High School Basic geometry problem with triangle

[Alex126]

Given a right triangle, where the hypotenuse measures 5, and the area measures 6, calculate the measurements of the legs.

This is a problem I thought of, and I was wondering how to mathematically solve it with an equation.

I tried calling one leg x.
So the other leg, because of Pitagora's theorem, is: √(5² - x²)

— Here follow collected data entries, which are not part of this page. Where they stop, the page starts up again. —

PR #5785, opened 2025-08-25
Fix MMT parameter naming.

antoine-le-calloch:
[Fix validity range checks for start and end dates in follow-up requests. Check that request start and end date exist on the frontend and on the backend and take the current date if the request start date is not defined.

### DIFF
--- a/data/db_demo.yaml
+++ b/data/db_demo.yaml
@@ -750,8 +750,8 @@ allocation:
   - pi: Robert Stein
     proposal_id: WINTER-001
     validity_ranges:
-      - start_date: "2020-02-12T00:00:00"
-        end_date: "3030-07-12T00:00:00"
+      - start_date: "2020-02-12T00:00:00.000Z"
+        end_date: "3030-07-12T00:00:00.000Z"
       - start_date: "3030-08-01T00:00:00"
         end_date: "3030-12-31T00:00:00"
     hours_allocated: 100
@@ -761,8 +761,8 @@ allocation:
   - pi: Michael Coughlin
     proposal_id: SEDM-001
     validity_ranges:
-      - start_date: "2020-02-12T00:00:00"
-        end_date: "3030-07-12T00:00:00"
+      - start_date: "2020-02-12T00:00:00.000Z"
+        end_date: "3030-07-12T00:00:00.000Z"
     hours_allocated: 100
     group_id: =program_A
     instrument_id: =SEDM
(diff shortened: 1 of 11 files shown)


Theodlz (approved):
LGTM

skyportal/handlers/api/followup_request.py
```diff
@@ -590,17 +590,29 @@ def post_followup_request(
...
+                end_date is None
+                or arrow.get(range["start_date"])
+                <= arrow.get(end_date)
+                <= arrow.get(range["end_date"])
             ):
-                raise ValueError("Provided dates are outside allowed validity ranges.")
+                break
+        else:
+            raise ValueError(
+                f"{'Provided dates' if start_date else 'Current date'} are outside allowed validity ranges."
```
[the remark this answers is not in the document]
Theodlz: @antoine-le-calloch might want to have the `are` and `is` in the if statement options so it still works

static/js/components/followup_request/FollowupRequestForm.jsx
```diff
@@ -287,14 +287,21 @@ const FollowupRequestForm = ({
     if (
       !isSomeActiveRangeOrNoRange(
         allocationLookUp[selectedAllocationId].validity_ranges,
-        new Date(formData.start_date),
+        new Date(formData.start_date || Date.now()),
```
Theodlz, line 290: do you need to put Date.now() IN Date()??? Can't it just be outside it. Also isn't it an issue that formData.start_date is likely UTC time (or at least some string that's agnostic to timezones), whereas Date.now() is likely local time?

antoine-le-calloch:
```
export const isSomeActiveRangeOrNoRange = (ranges, date = new Date()) => {
  return !ranges?.length || ranges.some((range) => rangeIsActive(range, date));
};

export const rangeIsActive = (range, date = new Date()) =>
  range.start_date <= date.toISOString() &&
  range.end_date >= date.toISOString();
```

@Theodlz In the check I'm doing `toISOString` to avoid this kind of issue.

Theodlz: Got it

antoine-le-calloch: > do you need to put Date.now() IN Date()

This its because if `formData.start_date` is NULL new Date will break.

PR #5786, opened 2025-08-29
NEWFIRM

mcoughlin:
This PR adds the Blanco NEWFIRM instrument as an API option.


Theodlz (approved):
LGTM! Not a comment for this PR specifically but here is SO MUCH duplication between API classes, we should look for patterns to reduce these in the future. Would make the whole thing easier to maintain and expand with new instruments.

Merge once green

Theodlz:
@mcoughlin the migration is messed up :)

PR #5810, opened 2025-09-05
feat: adding a new ACL to manage photometry

camilledzt:
The goal of this PRT is to add a new ACL called `Manage Photometry`. 
Any user with the `Manage Photometry` right can edit and delete photometry points for any source belonging to the group they are a member of.

This was an issue because `Full User` with `Upload Data` right or a `Group Admin`  can only modify photometry points they are owning. One specific limitation was related to GRANDMA because photometry points are imported from STDpipe and the owner is always the same person.

### DIFF
--- a/static/js/components/gcn/GcnSelectionForm.jsx
+++ b/static/js/components/gcn/GcnSelectionForm.jsx
@@ -43,6 +43,7 @@ import SourceTable from "../source/SourceTable";
 import ProgressIndicator from "../ProgressIndicators";
 
 import * as localizationActions from "../../ducks/localization";
+import Spinner from "../Spinner";
 
 const GcnReport = React.lazy(() => import("./GcnReport"));
 const GcnSummary = React.lazy(() => import("./GcnSummary"));
@@ -51,31 +52,6 @@ dayjs.extend(relativeTime);
 dayjs.extend(utc);
 
 const useStyles = makeStyles(() => ({
-  select: {
-    width: "25%",
-  },
-  container: {
-    width: "99%",
-    marginBottom: "1rem",
-  },
-  selectItem: {
-    whiteSpace: "break-spaces",
-  },
-  localizationSelect: {
-    width: "100%",
-  },
-  localizationSelectItem: {
-    whiteSpace: "break-spaces",
-  },
-  instrumentSelect: {
-    width: "100%",
-  },
-  instrumentSelectItem: {
-    whiteSpace: "break-spaces",
-  },
-  form: {
-    marginBottom: "1rem",
-  },
   formGroup: {
     display: "grid",
     gridTemplateColumns: "repeat(auto-fit, minmax(8rem, 1fr))",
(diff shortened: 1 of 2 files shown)


skyportal/models/photometry.py
```diff
@@ -26,6 +30,22 @@
...
+        access_control = (
+            accessible_by_groups_members
+            | accessible_by_streams_members
+            | accessible_by_owner
+        )
+        return access_control.query_accessible_rows(cls, user_or_token)
+    else:
+        return accessible_by_owner.query_accessible_rows(cls, user_or_token)
+
+
```
Theodlz, line 50: I think this should be:
- if the user is an admin, just return the rows there is nothing to enforce
- if the user has "Manage Photometry" check if they the 3 rules in your above code are true
- otherwise just check if it's accessible by owner

What's really quite wrong here is that the `is_admin` results in permissions being enforced, when that's precisely when they should be skipped

skyportal/handlers/api/photometry.py
```diff
@@ -1431,6 +1432,13 @@ def put(self):
                                 added in request. Can be used to later delete all
                                 points in a single request.
         """
+        user_permissions = self.current_user.permissions
```
Theodlz: All `Full users` that the "Upload data" permission already, so why not just use the `permission` decorator as before?

Theodlz: It feels like Upload data should always be enforced for this endpoint, and that "Manage Photometry" is just useful at the database model level to allow users to edit photometry even when they aren't the owner. I'm not sure we need to have it here in the handler

camilledzt: I have replaced the `@permissions` decorator because otherwise if I put `@permissions(["Upload data", "Manage photometry"]),` then the user has to have both of them to edit or delete a point and in my case I want an OR. Should I implement an other decorator in baselayer to fit the needs ? Or is there a subtlety that I miss here ?

skyportal/models/photometry.py
camilledzt: Ok I will fix this

skyportal/handlers/api/photometry.py
Theodlz: I think just decorating with @permissions(["Upload data") is enough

The area is equal to the product of the legs divided by two, so:

6 = (x * √(5² - x²))/2
12 = x * √(5² - x²)

Problem is, I don't know how to solve the equation beyond the first basic step lol

Btw, I know it can be solved with Euclide's second theorem, but I was wondering how to solve it with Pitagora, if it's possible to solve that equation I wrote. So basically I'm asking how to solve that equation.

 

[mjc123]

Well, you know a² + b² = 25 and ab/2 = 6. So you can work out a² + 2ab + b² and a² - 2ab + b²; hence a + b and a - b, hence a and b.

 

[mfb]

Btw, I know it can be solved with Euclide's second theorem, but I was wondering how to solve it with Pitagora, if it's possible to solve that equation I wrote. So basically I'm asking how to solve that equation.

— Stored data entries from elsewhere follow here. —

PR #5811, opened 2025-09-05
Remove useless fixed position dialog

antoine-le-calloch:
_Part of the major front-end improvements I made last month._

- Remove all the useless fixed position on the dialog component
- Delete forgotten empty hermes file.


mcoughlin (approved):
LGTM

Theodlz:
Why is "fixed" position useless? I thought it was there for a reason...

Theodlz:
according to the docs: `position: 'fixed' ensures the dialog's position is relative to the viewport and does not scroll with the page.`

antoine-le-calloch:
> Why is "fixed" position useless? I thought it was there for a reason...

The position of the Mui Dialog is already fixed by default.

PR #5923, opened 2025-12-10
Upon starting container, user will not get added to group if already a member.

howardisaacson:
I run Skyportal as a submodule in our instance (called MNTLEAF). 

I am running the most recent Skyportal and baselayer commits. 

When starting the container, I am continually having a problem with the provisional admin user already being in the Statewide group. This SQL duplication error prevents the app from starting. 

This small (3line) change will only add the user if not already in the group.  

If this problem should be handled in a different way (maybe my provisional admin should never be in a group), please me know.


Theodlz (approved):
This is great, I know 2 other folks ran into that error recently.

Thanks!

Issue #5637, opened 2025-05-27
Photometric Series not uploading group_ids, causing permissions issues.


howardisaacson:
**Describe the bug**
When uploading a photometric series, via the API, the group_ids field is not being populated. This is causing permissions issues for users trying to download the data via API.

**To Reproduce**

1. With a mntleaf account go to ['LINK'](https://mntleaf.astro.berkeley.edu/api/photometric_series?objectID=PB250162)
2. Search for 'group_ids', you will see it has the value 'None', despite it being populated in the payload. 

          payload = {
                "obj_id": objectID,
                "instrument_id": str(instrument_id),
                "group_ids": [1,2,3],  # Statewide group is group 2. 'all' does not work. 
                "filter": inst_filter,
                "origin": origin,
                "limiting_mag": 20,
                "series_name": series_name,
                "series_obj_id": objectID,
                "exp_time": 60,
                "ra": coord_ra,
                "dec": coord_dec,
                "data": {
                    "mjd": chunk['mjd'].to_list(),
                    "mag": chunk['mag'].to_list(),
                    "magerr": chunk['magerr'].to_list()
                }
            }
**Expected behavior**
The payload['group_ids'] value should be populated. 

**Platform information:**

- SkyPortal version 1.4.0: (On MNTLEAF)
- Interface
  - [ ] I am using the API on a laptop, and looking at the API output on a browser. 

Other:
The general problem is that I can download the photometric_series via API, but another use, who seems to have the same permissions cannot down it.  That user can see the photometric_series data when typing the API endpoint in the browser, so this seems strange.

Example of the API output.
{
  "status": "success",
  "data": {
    "series": [
      {
        "origin": "PRIME",
        "mag_last_detected": 14.468053387505481,
        "limiting_mag": 20.0,
        "owner_id": 2,
        "maxima": {
          "mjd": 60818.19299502019,
          "mag": 60818.19299502019,
          "magerr": 60818.19299502019
        },
        "created_at": "2025-05-27T22:52:07.662282",
        "filename": "/skyportal/persistentdata/phot_series/series-1/series_PB250162_inst_112_PRIME.h5",
        "is_detected": true,
        "ref_flux": null,
        "mean_mag": 15.665885019009773,
        "minima": {
          "mjd": 60385.04613611009,
          "mag": 60385.04613611009,
          "magerr": 60385.04613611009
        },
[some content was removed for brevity]
        "id": 134067,
        "group_ids": null,     <---------------------------------
[...]

PR #5924, opened 2025-12-11
Patch phot series permissions

howardisaacson:
We use photometric_series in our Skyportal instance (MNTLEAF).  The issue with permissions is described in this issue: #5637 . 

This pull request should address those issues. I was unable to run the tests. I was unable to build the llvm module, despite some effort.

### DIFF
--- a/skyportal/models/photometric_series.py
+++ b/skyportal/models/photometric_series.py
@@ -23,7 +23,12 @@ from sqlalchemy.ext.hybrid import hybrid_property
 from sqlalchemy.orm import reconstructor, relationship
 
 from baselayer.app.env import load_env
-from baselayer.app.models import Base, CustomUserAccessControl, accessible_by_owner, public
+from baselayer.app.models import (
+    Base,
+    CustomUserAccessControl,
+    accessible_by_owner,
+    public,
+)
 
 from ..enum_types import allowed_bandpasses, time_stamp_alignment_types
 from ..utils.hdf5_files import dump_dataframe_to_bytestream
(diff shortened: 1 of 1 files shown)


skyportal/handlers/api/photometric_series.py
```diff
@@ -538,6 +538,15 @@ def post_photometric_series(json_data, data, attributes_metadata, user, session)
...
         session.commit()
 
+        # Assign groups and streams to the relationships
+        ps.groups = session.scalars(
+            sa.select(Group).where(Group.id.in_(group_ids))
+        ).all()
+        ps.streams = session.scalars(
+            sa.select(Stream).where(Stream.id.in_(stream_ids))
+        ).all()
+        session.commit()
```
Theodlz: I see 2 commit operations happening, which ideally should be avoided so we don't save an invalidate state in the DB.Best would be to add `ps` to the session, add the groups and streams for it, and then commit

skyportal/model_util.py
```diff
@@ -96,7 +96,9 @@ def add_user(username, roles=[], auth=False, first_name=None, last_name=None):
                 session.add(public_group)
                 session.flush()
 
-        user.groups.append(public_group)
+            # Only add user to group if not already a member
+            if public_group not in user.groups:
+                user.groups.append(public_group)
```
Theodlz, line 101: gentle reminder to merge main into that branch so that this change (that's now on main) doesn't show up as something specific to this PR anymore

howardisaacson: I believe I did this correctly...

skyportal/handlers/api/photometric_series.py
howardisaacson: I believe this is resolved now.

You can solve the last equation by squaring it, afterwards it is a quadratic equation in x².
The approach described by mjc123 is easier, however.

 

[Alex126]

Well, you know a2 + b2 = 25 and ab/2 = 6. So you can work out a2 + 2ab + b2 and a2 - 2ab + b2; hence a + b and a - b, hence a and b.

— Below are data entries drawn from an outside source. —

PR #5925, opened 2025-12-11
Spectra plot: refactor to accommodate changes in latest plotly

Theodlz:
In this PR, we refactor the spectra plot to address issues resetting issues introduced by the newer versions of plotly.js. Basically, newer plotly coupled with react-plotly seems to trigger full rerenders (and therefore resets of the zoom level) as soon as a state variable is updated in the same component where <Plot ... /> is called. That's obviously incorrect, but locking ourselves out of newer versions is worse. By using react's `useMemo` and `useCallback` hooks, here we prevent these changes from happening. The one issue left was the `redshiftInput` which needs to update the secondary X axis when it changes, which cascades into resetting the layout/zoom again. To get around that, we don't make the redshiftInput a dependency of the createLayout useMemo but instead directly tap into the plotly component (with a useRef hook) to call the internal method to update an axis value.

Then I tried to help a bit with the syntax/logic of the overall component. I should say that I got a lot of help from copilot on this one! Performance looks identical to what it was, and zoom level is now preserved when changing any of the plot parameters (which I don't think was even the case before), which folks should be very happy about.

We also update plotly.js to latest

### DIFF
--- a/static/js/components/plot/SpectraPlot.jsx
+++ b/static/js/components/plot/SpectraPlot.jsx
@@ -109,11 +109,13 @@ const SpectraPlot = ({ spectra, redshift, mode, plotStyle }) => {
 
   // Memoize user custom lines to avoid recreating on every render
   const userCustomLines = useMemo(() => {
-    return Object.keys(preferences?.spectroscopyButtons || {}).map((key) => ({
-      name: key,
-      color: preferences?.spectroscopyButtons[key].color,
-      x: preferences?.spectroscopyButtons[key].wavelengths,
-    }));
+    return Object.entries(preferences.spectroscopyButtons || {}).map(
+      ([name, { color, wavelengths }]) => ({
+        name,
+        color,
+        x: wavelengths,
+      }),
+    );
   }, [preferences?.spectroscopyButtons]);
 
   // Memoize the combined lines array to avoid recreating on every render
@@ -232,7 +234,7 @@ const SpectraPlot = ({ spectra, redshift, mode, plotStyle }) => {
           text,
         };
       })
-      .filter((spectrum) => spectrum !== null);
+      .filter(Boolean);
 
     // Finalize stats ranges
     spectrumTypes.forEach((type) => {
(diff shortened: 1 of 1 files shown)


static/js/components/plot/SpectraPlot.jsx
```diff
@@ -100,157 +107,134 @@ const SpectraPlot = ({ spectra, redshift, mode, plotStyle }) => {
...
-  }));
+  // Memoize user custom lines to avoid recreating on every render
+  const userCustomLines = useMemo(() => {
+    return Object.keys(preferences?.spectroscopyButtons || {}).map((key) => ({
+      name: key,
+      color: preferences?.spectroscopyButtons[key].color,
+      x: preferences?.spectroscopyButtons[key].wavelengths,
+    }));
+  }, [preferences?.spectroscopyButtons]);
+
```
antoine-le-calloch, line 120: Value can be destructured for clarity:
```
    .map([name, { color, wavelengths }]) => ({
      name,
      color,
      x: wavelengths,
    })
  );
```

static/js/components/plot/SpectraPlot.jsx
```diff
@@ -100,157 +107,134 @@ const SpectraPlot = ({ spectra, redshift, mode, plotStyle }) => {
...
-    // remove null values (spectra that had no valid fluxes or wavelengths)
-    newSpectra = newSpectra.filter((spectrum) => spectrum !== null);
+        return {
+          ...spectrum,
+          fluxes_normed: fluxes,
+          wavelengths,
+          text,
+        };
+      })
+      .filter((spectrum) => spectrum !== null);
```
antoine-le-calloch: Can also be: `.filter(Boolean);`

static/js/components/plot/SpectraPlot.jsx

That's actually nice lol Thanks for the input.

You can solve the last equation by squaring it, afterwards it is a quadratic equation in x2.

I think that's what I was looking forward to doing, but I don't know how that would work. So, could you elaborate on the passages required? I only know about the property where you can sum/subtract, multiply/divide something left and right in an equation, but I don't know how to proceed with "squaring".

 

[mfb]

If c=d, then c²=d². If you know that both c and d are positive (which is the case here), the reverse direction is true as well.

 

[Alex126]

Wouldn't I get 144 = x² * (25-x²) from 12 = x * √(5² - x²) then?
It would continue as 144 = 25 x² - x⁴, which would be a grade-four equation.

 

[mfb]

It is a quartic equation in x, but a quadratic equation in x².

144 = 25 (x²) - (x²)²

You can solve for x² with the usual formula for quadratic equations. Afterwards you can take the square root to find x.

 

[Alex126]

Aaaah I see. Neat, thanks a lot :D